Figure 1.

Validation of qRT-PCR Method

(A) Validation of the constitutive expression of TbZFP3 mRNA. TbZFP3 specific primers were used to amplify cDNA derived from serial dilutions of samples that were derived from populations that were either slender or stumpy in morphology (these having been derived from mouse infections). Triplicate assays are shown, which demonstrated that neither the slope nor the intercept of the regression lines of TbZFP3 expression in the slender and stumpy samples were significantly different (F_1,25 = 0.048, p = 0.8276; and F_1,26 = 0.004, p = 0.9493) over a 1000-fold range (1.5 × 10⁶ to 9 × 10⁸ trypanosomes/ml), with a combined PCR efficiency of 100.92%. This established that the level of mRNA for TbZFP3 was equivalent in each cell type.

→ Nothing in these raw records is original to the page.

Issue #86, opened 2018-08-25
Disable recording for certain windows (e.g. password managers)


Sohalt:
It would be cool if I could configure clipmenu to not store text copied from windows with a certain title, to avoid storing passwords copied from a password manager.
This should be fairly straightforward to implement using `xdotool getactivewindow getwindowname 
` to get the title of the currently active window and checking it against a regex before storing the clipboard.

CopyQ supports this:
https://copyq.readthedocs.io/en/latest/faq.html#how-to-omit-storing-text-copied-from-specific-windows-like-a-password-manager

cdown:
I'd accept a patch doing this. :-)

Sohalt:
I'll give it a go.

Sohalt:
This is implemented in #89. Can you please have a look?

PR #89, opened 2018-10-09
Add support to ignore the clipboard in certain windows

Sohalt:
The clipboard does not get recorded when the title of the currenlty active
window matches the regular expression in CM_IGNORE_WINDOW. This allows copying
passwords from a password manager without the passwords ending up in clipmenu.

The matching is not 100% exact however, as there is a race condition bewteen the
time the clipboard is populated, clipmenu queries the clipboard, and the active
window gets queried. This race condition can be especially problematic when
using polling with large intervals instead of clipnotify.

This implements #86.

### DIFF
--- a/clipmenud
+++ b/clipmenud
@@ -16,6 +16,7 @@ cache_file_prefix=$cache_dir/line_cache
 lock_file=$cache_dir/lock
 lock_timeout=2
 has_clipnotify=0
+has_xdotool=0
 
 # This comes from the environment, so we rely on word splitting.
 # shellcheck disable=SC2206
@@ -105,6 +106,12 @@ command -v clipnotify >/dev/null 2>&1 && has_clipnotify=1
 if ! (( has_clipnotify )); then
     echo "WARN: Consider installing clipnotify for better performance." >&2
     echo "WARN: See https://github.com/cdown/clipnotify." >&2
+fi
+
+command -v xdotool >/dev/null 2>&1 && has_xdotool=1
+
+if [[ "$CM_IGNORE_WINDOW" && ! (( has_xdotool )) ]]; then
+    echo "WARN: CM_IGNORE_WINDOW does not work without xdotool, which is not installed" >&2
 fi
 
 exec {lock_fd}> "$lock_file"
--- a/clipmenud
+++ b/clipmenud
@@ -129,10 +129,12 @@ while true; do
         fi
     fi
 
-    windowname="$(xdotool getactivewindow getwindowname)"
-    if [[ -n "${CM_IGNORE_WINDOW+x}" && "$windowname" =~ $CM_IGNORE_WINDOW ]]; then
-        debug "ignoring clipboard because windowname \"$windowname\" matches \"${CM_IGNORE_WINDOW}\""
-        continue
+    if [[ "${CM_IGNORE_WINDOW}" && (( has_xdotool ))]]; then
+        windowname="$(xdotool getactivewindow getwindowname)"
+        if [[ "$windowname" =~ $CM_IGNORE_WINDOW ]]; then
+            debug "ignoring clipboard because windowname \"$windowname\" matches \"${CM_IGNORE_WINDOW}\""
+            continue
+        fi
     fi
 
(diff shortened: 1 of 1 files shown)


Sohalt:
Maybe the dependency on xdotool should be documented somewhere in the README or help text, as well as the race condition.
And maybe the implemented functionality should only work when clipnotify is installed, because without, the possibility for sensitive data ending up in the clipboard is too high and the feature working somewhat might give the user a false sense of security.

clipmenud
```diff
@@ -121,6 +122,12 @@ while true; do
         fi
     fi
 
+    windowname="$(xdotool getactivewindow getwindowname)"
+    if [[ -n "${CM_IGNORE_WINDOW+x}" && "$windowname" =~ $CM_IGNORE_WINDOW ]]; then
```
cdown: You don't need `+x` or `-n` here

clipmenud
```diff
@@ -121,6 +122,12 @@ while true; do
         fi
     fi
 
+    windowname="$(xdotool getactivewindow getwindowname)"
```
cdown: This should only be executed if we actually have anything to check

cdown:
Looks generally sane, just a few things to change.

clipmenud
Sohalt: I wanted to distinguish between `CM_IGNORE_WINDOW` being unset and `CM_IGNORE_WINDOW` being set to the empty string, so I used the approach from https://stackoverflow.com/questions/3601515/how-to-check-if-a-variable-is-set-in-bash (I thought the empty string would match the empty string and not be treated as a wildcard, so it would be helpful to include). I'll update the code

clipmenud
```diff
@@ -106,6 +108,12 @@ if ! (( has_clipnotify )); then
     echo "WARN: See https://github.com/cdown/clipnotify." >&2
 fi
 
+command -v xdotool >/dev/null 2>&1 && has_xdotool=1
+
+if [[ "$CM_IGNORE_WINDOW" && ! (( has_xdotool )) ]]; then
```
cdown: You can't use `((` inside `[[` like that, it will always be true :-) You need to use `((`in keyword-eligible scope

clipmenud
```diff
@@ -121,6 +129,14 @@ while true; do
         fi
     fi
 
+    if [[ "${CM_IGNORE_WINDOW}" && (( has_xdotool ))]]; then
```
cdown: ditto

clipmenud
```diff
@@ -86,6 +87,7 @@ Environment variables:
 - $CM_ONESHOT: run once immediately, do not loop (default: 0)
 - $CM_OWN_CLIPBOARD: take ownership of the clipboard (default: 1)
 - $CM_SELECTIONS: space separated list of the selections to manage (default: "clipboard primary")
+- $CM_IGNORE_WINDOW: disable recording the clipboard in windows where the windowname matches the given regex (e.g. a passwordmanager), do not ignore any windows if unset (default: unset)
```
cdown: `s/passwordmanager/password manager/` :)

Sohalt:
```suggestion
- $CM_IGNORE_WINDOW: disable recording the clipboard in windows where the windowname matches the given regex (e.g. a password manager), do not ignore any windows if unset (default: unset)
```

clipmenud
cdown: You want `if [[ $CM_IGNORE_WINDOW ]] && (( has_xdotool )); then` :-)

Sohalt: Thanks!
```suggestion
if [[ $CM_IGNORE_WINDOW ]] && ! (( has_xdotool )); then
```

clipmenud
Sohalt:
```suggestion
    if [[ $CM_IGNORE_WINDOW ]] && (( has_xdotool )); then
```

cdown:
Thanks! Just waiting for CI.

Sohalt:
Do you want me to squash all the commits into one?

cdown:
No worries, I can squash them on merge.

cdown:
Thanks! Merged and will go into next release.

(B) The efficiency of amplification of amplicons detecting either TbZFP3 or PAD1 was compared over serial dilutions of stumpy forms (7.3 × 10⁶ to 9 × 10⁸ trypanosomes/ml). Equivalent amplification efficiency was observed for each target transcript, there being a semi-log regression line of slope 0.023. Error bars representing standard error of the mean (SEM) are included for the triplicate assays, these being difficult to visualize on the derived plots due to the high level of reproducibility of the assays.